Proof for minimum distance Using the lemma for minimum distance. Since $H$ are linearly independent, the minimum distance is 3.
So the maximum number of error correction is 1. The length of code is $2^m-1$. $k=2^m-m-1$. #### Hadamard code Define the code by encoding function: $E(x): \mathbb{F}_2^m\to \mathbb{F}_2^{2^m}=(xy_1^\top,\cdots,xy_{2^m}^\top)$ ($y\in \mathbb{F}_2^m$) Space of codewords is image of $E$. This is a linear code since each term is a linear combination of $x$ and $y$. If $x_1,x_2,\ldots,x_m$ is a basis of $\mathbb{F}_2^m$, then $E(x_1),E(x_2),\ldots,E(x_m)$ is a basis of $\mathcal{C}$. So the dimension of $\mathcal{C}$ is $m$. Minimum distance is: $2^{m-1}$.

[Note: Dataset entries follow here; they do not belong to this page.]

PR #1204, opened 2017-12-20
Add padding at the end of the last entry

davidcunado-arm:
This patch adds padding bytes at the end of the last image in the
fip to be able to transfer by DMA the last image.

Change-Id: I8c6f07dee389cb3d1dc919936d9d52841d7e5723
 
docs: Update the ToC end marker description in the document
jtzhou2016 committed with davidcunado-arm on 24 Nov 2017

Change-Id: I2e29a63f08aed3b8ea0bb10170a3d55b8d033e62
Signed-off-by: Jett Zhou <jett.zhou@arm.com>

### DIFF
--- a/tools/fiptool/fiptool.c
+++ b/tools/fiptool/fiptool.c
@@ -492,7 +492,7 @@ static int pack_images(const char *filename, uint64_t toc_flags, unsigned long a
 	fip_toc_header_t *toc_header;
 	fip_toc_entry_t *toc_entry;
 	char *buf;
-	uint64_t entry_offset, buf_size, payload_size = 0;
+	uint64_t entry_offset, buf_size, payload_size = 0, pad_size;
 	size_t nr_images = 0;
 
 	for (desc = image_desc_head; desc != NULL; desc = desc->next)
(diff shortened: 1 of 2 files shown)


davidcunado-arm:
@Leo-Yan @hzhuang1 
Please can you take a look at this PR and confirm that it resolves the issue that #1166 was targeted at?
Thanks!

tools/fiptool/fiptool.c
```diff
@@ -528,7 +528,7 @@ static int pack_images(const char *filename, uint64_t toc_flags, unsigned long a
 
 	/* Append a null uuid entry to mark the end of ToC entries. */
 	memset(toc_entry, 0, sizeof(*toc_entry));
-	toc_entry->offset_address = entry_offset;
+	toc_entry->offset_address = (entry_offset + align - 1) & ~(align - 1);
```
geesun: It's better to add some comments here, the last toc_entry offset address is the value of fip size. It will make sure the next change will not break the rule.
Thanks.

geesun:
It is better to update the document to address the Toc end marker contains the FIP size in entry_offset. 
Thanks.

Leo-Yan:
Hi @davidcunado-arm, I verified this patch and this patch can fix the alignment issue on Hikey.

After this patch has been merged, we could merge the patch for Hikey/Hikey960 FIP_ALIGN configuration. I will consolidate with @hzhuang1 if can reduce the FIP_ALIGN from 512B to 64B.

davidcunado-arm:
@geesun 
 I've updated the PR to address your comment, and also added the update to firmware-design doc that Jett did.

tools/fiptool/fiptool.c
```diff
@@ -555,6 +559,13 @@ static int pack_images(const char *filename, uint64_t toc_flags, unsigned long a
 		xfwrite(image->buffer, image->toc_e.size, fp, filename);
 	}
 
+	if (fseek(fp, entry_offset, SEEK_SET))
+		log_errx("Failed to set file position");
+
+	pad_size = toc_entry->offset_address - entry_offset;
```
afaerber: This introduced a use-after-free, addressed by #1242.
Any chance suitable regression tests can be added to your Jenkins to avoid this happening again?

sandrine-bailleux-arm: Hi @afaerber 

> Any chance suitable regression tests can be added to your Jenkins to avoid this happening again?

Thanks for the suggestion, we'll look into running fiptool and cert_create through Valgrind in Jenkins. We might not get around to do it next month but we'll try to schedule this work soon.

Regards,
Sandrine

Proof for minimum distance Since the code is linear, then the minimum distance is the minimum weight of the codewords. For each $x\in \mathbb{F}_2^m$, there exists $2^{m-1}$ such that $E(x)=1$. For all non-zero $x$ we have $d(E(x),E(0))=2^{m-1}$.
There exists a redundant $y_i=0$, we remove it from $E(x)$ to get a puntured Hadamard codeword. The length of the code is $2^{m-1}$. SO $E: \mathbb{F}_2^m\to \mathbb{F}_2^{2^{m-1}}$ is a linear code. The generator matrix is the parity check matrix of Hamming code. The dual of Hamming code is the (puntured) Hadamard code.